[To do] Print all of the data exactly as written.

[Dataset entries]
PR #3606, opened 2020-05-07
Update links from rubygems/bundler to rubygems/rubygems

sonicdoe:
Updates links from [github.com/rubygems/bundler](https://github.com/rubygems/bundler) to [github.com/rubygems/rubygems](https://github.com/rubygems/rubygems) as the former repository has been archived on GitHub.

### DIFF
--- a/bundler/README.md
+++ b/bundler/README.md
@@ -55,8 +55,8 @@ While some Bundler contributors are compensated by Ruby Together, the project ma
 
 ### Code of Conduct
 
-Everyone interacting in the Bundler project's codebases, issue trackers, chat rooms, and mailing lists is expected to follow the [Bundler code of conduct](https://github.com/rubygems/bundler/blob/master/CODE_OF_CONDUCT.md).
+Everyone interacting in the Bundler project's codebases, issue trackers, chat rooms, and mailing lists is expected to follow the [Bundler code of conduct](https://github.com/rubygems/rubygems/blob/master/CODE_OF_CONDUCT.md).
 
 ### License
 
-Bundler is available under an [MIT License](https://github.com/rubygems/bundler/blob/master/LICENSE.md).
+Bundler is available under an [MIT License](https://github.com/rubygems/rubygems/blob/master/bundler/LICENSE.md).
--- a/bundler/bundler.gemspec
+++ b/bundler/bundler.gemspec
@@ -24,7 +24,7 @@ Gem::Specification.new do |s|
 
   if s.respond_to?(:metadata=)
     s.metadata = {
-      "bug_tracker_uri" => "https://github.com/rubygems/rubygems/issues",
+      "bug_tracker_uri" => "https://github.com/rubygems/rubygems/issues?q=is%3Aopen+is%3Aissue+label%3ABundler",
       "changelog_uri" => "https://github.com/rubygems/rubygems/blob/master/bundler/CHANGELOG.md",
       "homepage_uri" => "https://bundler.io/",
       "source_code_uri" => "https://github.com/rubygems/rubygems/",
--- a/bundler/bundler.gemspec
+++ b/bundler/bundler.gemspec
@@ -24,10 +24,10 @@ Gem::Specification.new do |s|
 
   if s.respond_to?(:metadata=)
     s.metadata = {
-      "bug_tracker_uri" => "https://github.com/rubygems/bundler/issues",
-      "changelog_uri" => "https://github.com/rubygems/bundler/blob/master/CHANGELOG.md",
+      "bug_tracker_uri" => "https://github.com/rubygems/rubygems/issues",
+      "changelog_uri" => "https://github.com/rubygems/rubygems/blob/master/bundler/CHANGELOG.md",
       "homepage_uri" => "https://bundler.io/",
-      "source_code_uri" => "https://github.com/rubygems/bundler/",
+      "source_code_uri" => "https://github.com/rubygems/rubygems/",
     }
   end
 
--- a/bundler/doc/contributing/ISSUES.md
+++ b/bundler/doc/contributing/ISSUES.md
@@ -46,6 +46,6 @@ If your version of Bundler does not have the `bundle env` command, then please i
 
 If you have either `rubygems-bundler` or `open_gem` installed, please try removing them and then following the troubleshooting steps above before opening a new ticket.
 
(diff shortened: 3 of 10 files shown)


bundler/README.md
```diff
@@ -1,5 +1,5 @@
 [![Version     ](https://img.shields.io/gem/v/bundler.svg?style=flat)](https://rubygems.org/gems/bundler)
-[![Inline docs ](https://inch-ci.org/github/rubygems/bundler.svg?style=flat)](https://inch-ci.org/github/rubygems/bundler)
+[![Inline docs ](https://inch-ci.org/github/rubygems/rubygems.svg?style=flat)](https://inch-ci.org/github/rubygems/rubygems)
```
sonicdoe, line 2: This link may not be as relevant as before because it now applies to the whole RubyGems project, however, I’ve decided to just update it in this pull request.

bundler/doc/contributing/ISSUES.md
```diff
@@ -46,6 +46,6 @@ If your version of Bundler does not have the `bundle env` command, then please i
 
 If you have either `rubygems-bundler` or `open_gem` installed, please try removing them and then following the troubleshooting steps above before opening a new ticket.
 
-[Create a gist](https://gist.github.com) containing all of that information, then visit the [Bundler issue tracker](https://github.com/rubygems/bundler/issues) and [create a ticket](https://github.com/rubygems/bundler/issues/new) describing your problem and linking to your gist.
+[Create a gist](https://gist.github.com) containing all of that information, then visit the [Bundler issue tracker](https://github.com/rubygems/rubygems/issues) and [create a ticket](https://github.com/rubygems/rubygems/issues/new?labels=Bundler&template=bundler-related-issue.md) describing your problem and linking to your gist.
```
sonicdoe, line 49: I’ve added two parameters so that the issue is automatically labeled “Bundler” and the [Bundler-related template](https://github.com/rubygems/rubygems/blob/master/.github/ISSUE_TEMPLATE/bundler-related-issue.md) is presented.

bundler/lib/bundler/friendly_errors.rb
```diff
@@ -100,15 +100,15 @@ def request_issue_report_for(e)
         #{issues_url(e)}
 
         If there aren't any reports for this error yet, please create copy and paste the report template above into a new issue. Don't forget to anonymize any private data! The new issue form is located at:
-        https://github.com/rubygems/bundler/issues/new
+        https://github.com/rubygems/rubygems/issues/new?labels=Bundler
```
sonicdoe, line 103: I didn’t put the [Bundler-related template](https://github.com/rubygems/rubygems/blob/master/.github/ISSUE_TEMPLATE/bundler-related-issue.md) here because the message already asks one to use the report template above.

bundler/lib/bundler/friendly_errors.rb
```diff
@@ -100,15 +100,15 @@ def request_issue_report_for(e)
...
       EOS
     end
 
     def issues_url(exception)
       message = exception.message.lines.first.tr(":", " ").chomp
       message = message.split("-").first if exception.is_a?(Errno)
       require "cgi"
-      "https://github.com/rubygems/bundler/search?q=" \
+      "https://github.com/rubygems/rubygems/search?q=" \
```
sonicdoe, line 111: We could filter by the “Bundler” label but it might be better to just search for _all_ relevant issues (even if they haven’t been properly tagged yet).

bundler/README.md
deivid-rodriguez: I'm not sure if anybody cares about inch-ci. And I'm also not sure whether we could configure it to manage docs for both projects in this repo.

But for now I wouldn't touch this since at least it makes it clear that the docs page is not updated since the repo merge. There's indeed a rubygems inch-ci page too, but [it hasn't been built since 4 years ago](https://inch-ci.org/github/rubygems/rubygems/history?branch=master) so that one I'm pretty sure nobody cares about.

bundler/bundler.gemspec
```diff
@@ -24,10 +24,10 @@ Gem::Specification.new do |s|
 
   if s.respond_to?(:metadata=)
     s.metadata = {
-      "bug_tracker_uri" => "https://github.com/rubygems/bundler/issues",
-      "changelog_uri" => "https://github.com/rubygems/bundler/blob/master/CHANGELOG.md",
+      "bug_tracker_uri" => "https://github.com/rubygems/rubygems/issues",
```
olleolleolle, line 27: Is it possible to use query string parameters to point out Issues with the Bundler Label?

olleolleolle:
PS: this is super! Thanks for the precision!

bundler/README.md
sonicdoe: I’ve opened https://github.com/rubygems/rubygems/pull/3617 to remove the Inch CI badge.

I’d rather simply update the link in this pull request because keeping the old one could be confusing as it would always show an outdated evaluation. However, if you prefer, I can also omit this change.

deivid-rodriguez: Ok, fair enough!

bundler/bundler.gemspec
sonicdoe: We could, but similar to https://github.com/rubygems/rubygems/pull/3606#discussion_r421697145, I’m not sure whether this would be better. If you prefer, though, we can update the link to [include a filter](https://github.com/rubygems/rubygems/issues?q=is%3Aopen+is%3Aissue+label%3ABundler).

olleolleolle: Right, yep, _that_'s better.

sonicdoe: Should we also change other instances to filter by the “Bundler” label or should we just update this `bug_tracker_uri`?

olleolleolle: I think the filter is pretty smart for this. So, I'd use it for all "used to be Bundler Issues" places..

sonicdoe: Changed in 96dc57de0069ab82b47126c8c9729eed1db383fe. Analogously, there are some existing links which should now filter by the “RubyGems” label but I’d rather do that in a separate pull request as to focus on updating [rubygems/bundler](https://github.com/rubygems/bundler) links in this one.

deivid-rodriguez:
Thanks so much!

[Written answer]
PR #3606, opened 2020-05-07
Update links from rubygems/bundler to rubygems/rubygems

sonicdoe:
Updates links from [github.com/rubygems/bundler](https://github.com/rubygems/bundler) to [github.com/rubygems/rubygems](https://github.com/rubygems/rubygems) as the former repository has been archived on GitHub.

### DIFF
--- a/bundler/README.md
+++ b/bundler/README.md
@@ -55,8 +55,8 @@ While some Bundler contributors are compensated by Ruby Together, the project ma
 
 ### Code of Conduct
 
-Everyone interacting in the Bundler project's codebases, issue trackers, chat rooms, and mailing lists is expected to follow the [Bundler code of conduct](https://github.com/rubygems/bundler/blob/master/CODE_OF_CONDUCT.md).
+Everyone interacting in the Bundler project's codebases, issue trackers, chat rooms, and mailing lists is expected to follow the [Bundler code of conduct](https://github.com/rubygems/rubygems/blob/master/CODE_OF_CONDUCT.md).
 
 ### License
 
-Bundler is available under an [MIT License](https://github.com/rubygems/bundler/blob/master/LICENSE.md).
+Bundler is available under an [MIT License](https://github.com/rubygems/rubygems/blob/master/bundler/LICENSE.md).
--- a/bundler/bundler.gemspec
+++ b/bundler/bundler.gemspec
@@ -24,7 +24,7 @@ Gem::Specification.new do |s|
 
   if s.respond_to?(:metadata=)
     s.metadata = {
-      "bug_tracker_uri" => "https://github.com/rubygems/rubygems/issues",
+      "bug_tracker_uri" => "https://github.com/rubygems/rubygems/issues?q=is%3Aopen+is%3Aissue+label%3ABundler",
       "changelog_uri" => "https://github.com/rubygems/rubygems/blob/master/bundler/CHANGELOG.md",
       "homepage_uri" => "https://bundler.io/",
       "source_code_uri" => "https://github.com/rubygems/rubygems/",
--- a/bundler/bundler.gemspec
+++ b/bundler/bundler.gemspec
@@ -24,10 +24,10 @@ Gem::Specification.new do |s|
 
   if s.respond_to?(:metadata=)
     s.metadata = {
-      "bug_tracker_uri" => "https://github.com/rubygems/bundler/issues",
-      "changelog_uri" => "https://github.com/rubygems/bundler/blob/master/CHANGELOG.md",
+      "bug_tracker_uri" => "https://github.com/rubygems/rubygems/issues",
+      "changelog_uri" => "https://github.com/rubygems/rubygems/blob/master/bundler/CHANGELOG.md",
       "homepage_uri" => "https://bundler.io/",
-      "source_code_uri" => "https://github.com/rubygems/bundler/",
+      "source_code_uri" => "https://github.com/rubygems/rubygems/",
     }
   end
 
--- a/bundler/doc/contributing/ISSUES.md
+++ b/bundler/doc/contributing/ISSUES.md
@@ -46,6 +46,6 @@ If your version of Bundler does not have the `bundle env` command, then please i
 
 If you have either `rubygems-bundler` or `open_gem` installed, please try removing them and then following the troubleshooting steps above before opening a new ticket.
 
(diff shortened: 3 of 10 files shown)


bundler/README.md
```diff
@@ -1,5 +1,5 @@
 [![Version     ](https://img.shields.io/gem/v/bundler.svg?style=flat)](https://rubygems.org/gems/bundler)
-[![Inline docs ](https://inch-ci.org/github/rubygems/bundler.svg?style=flat)](https://inch-ci.org/github/rubygems/bundler)
+[![Inline docs ](https://inch-ci.org/github/rubygems/rubygems.svg?style=flat)](https://inch-ci.org/github/rubygems/rubygems)
```
sonicdoe, line 2: This link may not be as relevant as before because it now applies to the whole RubyGems project, however, I’ve decided to just update it in this pull request.

bundler/doc/contributing/ISSUES.md
```diff
@@ -46,6 +46,6 @@ If your version of Bundler does not have the `bundle env` command, then please i
 
 If you have either `rubygems-bundler` or `open_gem` installed, please try removing them and then following the troubleshooting steps above before opening a new ticket.
 
-[Create a gist](https://gist.github.com) containing all of that information, then visit the [Bundler issue tracker](https://github.com/rubygems/bundler/issues) and [create a ticket](https://github.com/rubygems/bundler/issues/new) describing your problem and linking to your gist.
+[Create a gist](https://gist.github.com) containing all of that information, then visit the [Bundler issue tracker](https://github.com/rubygems/rubygems/issues) and [create a ticket](https://github.com/rubygems/rubygems/issues/new?labels=Bundler&template=bundler-related-issue.md) describing your problem and linking to your gist.
```
sonicdoe, line 49: I’ve added two parameters so that the issue is automatically labeled “Bundler” and the [Bundler-related template](https://github.com/rubygems/rubygems/blob/master/.github/ISSUE_TEMPLATE/bundler-related-issue.md) is presented.

bundler/lib/bundler/friendly_errors.rb
```diff
@@ -100,15 +100,15 @@ def request_issue_report_for(e)
         #{issues_url(e)}
 
         If there aren't any reports for this error yet, please create copy and paste the report template above into a new issue. Don't forget to anonymize any private data! The new issue form is located at:
-        https://github.com/rubygems/bundler/issues/new
+        https://github.com/rubygems/rubygems/issues/new?labels=Bundler
```
sonicdoe, line 103: I didn’t put the [Bundler-related template](https://github.com/rubygems/rubygems/blob/master/.github/ISSUE_TEMPLATE/bundler-related-issue.md) here because the message already asks one to use the report template above.

bundler/lib/bundler/friendly_errors.rb
```diff
@@ -100,15 +100,15 @@ def request_issue_report_for(e)
...
       EOS
     end
 
     def issues_url(exception)
       message = exception.message.lines.first.tr(":", " ").chomp
       message = message.split("-").first if exception.is_a?(Errno)
       require "cgi"
-      "https://github.com/rubygems/bundler/search?q=" \
+      "https://github.com/rubygems/rubygems/search?q=" \
```
sonicdoe, line 111: We could filter by the “Bundler” label but it might be better to just search for _all_ relevant issues (even if they haven’t been properly tagged yet).

bundler/README.md
deivid-rodriguez: I'm not sure if anybody cares about inch-ci. And I'm also not sure whether we could configure it to manage docs for both projects in this repo.

But for now I wouldn't touch this since at least it makes it clear that the docs page is not updated since the repo merge. There's indeed a rubygems inch-ci page too, but [it hasn't been built since 4 years ago](https://inch-ci.org/github/rubygems/rubygems/history?branch=master) so that one I'm pretty sure nobody cares about.

bundler/bundler.gemspec
```diff
@@ -24,10 +24,10 @@ Gem::Specification.new do |s|
 
   if s.respond_to?(:metadata=)
     s.metadata = {
-      "bug_tracker_uri" => "https://github.com/rubygems/bundler/issues",
-      "changelog_uri" => "https://github.com/rubygems/bundler/blob/master/CHANGELOG.md",
+      "bug_tracker_uri" => "https://github.com/rubygems/rubygems/issues",
```
olleolleolle, line 27: Is it possible to use query string parameters to point out Issues with the Bundler Label?

olleolleolle:
PS: this is super! Thanks for the precision!

bundler/README.md
sonicdoe: I’ve opened https://github.com/rubygems/rubygems/pull/3617 to remove the Inch CI badge.

I’d rather simply update the link in this pull request because keeping the old one could be confusing as it would always show an outdated evaluation. However, if you prefer, I can also omit this change.

deivid-rodriguez: Ok, fair enough!

bundler/bundler.gemspec
sonicdoe: We could, but similar to https://github.com/rubygems/rubygems/pull/3606#discussion_r421697145, I’m not sure whether this would be better. If you prefer, though, we can update the link to [include a filter](https://github.com/rubygems/rubygems/issues?q=is%3Aopen+is%3Aissue+label%3ABundler).

olleolleolle: Right, yep, _that_'s better.

sonicdoe: Should we also change other instances to filter by the “Bundler” label or should we just update this `bug_tracker_uri`?

olleolleolle: I think the filter is pretty smart for this. So, I'd use it for all "used to be Bundler Issues" places..

sonicdoe: Changed in 96dc57de0069ab82b47126c8c9729eed1db383fe. Analogously, there are some existing links which should now filter by the “RubyGems” label but I’d rather do that in a separate pull request as to focus on updating [rubygems/bundler](https://github.com/rubygems/bundler) links in this one.

deivid-rodriguez:
Thanks so much!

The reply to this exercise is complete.